**PROBLEM:**
Each line with the string "build" is to be copied from the records below.

********

PR #1060, opened 2021-04-09
skip rpath during compilation and build.

tongyishu:
modified CMakeList.txt, skip rpath during compilation and build.


tongyishu:
new mr instead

********

**ANSWER SPACE:**
skip rpath during compilation and build.
modified CMakeList.txt, skip rpath during compilation and build.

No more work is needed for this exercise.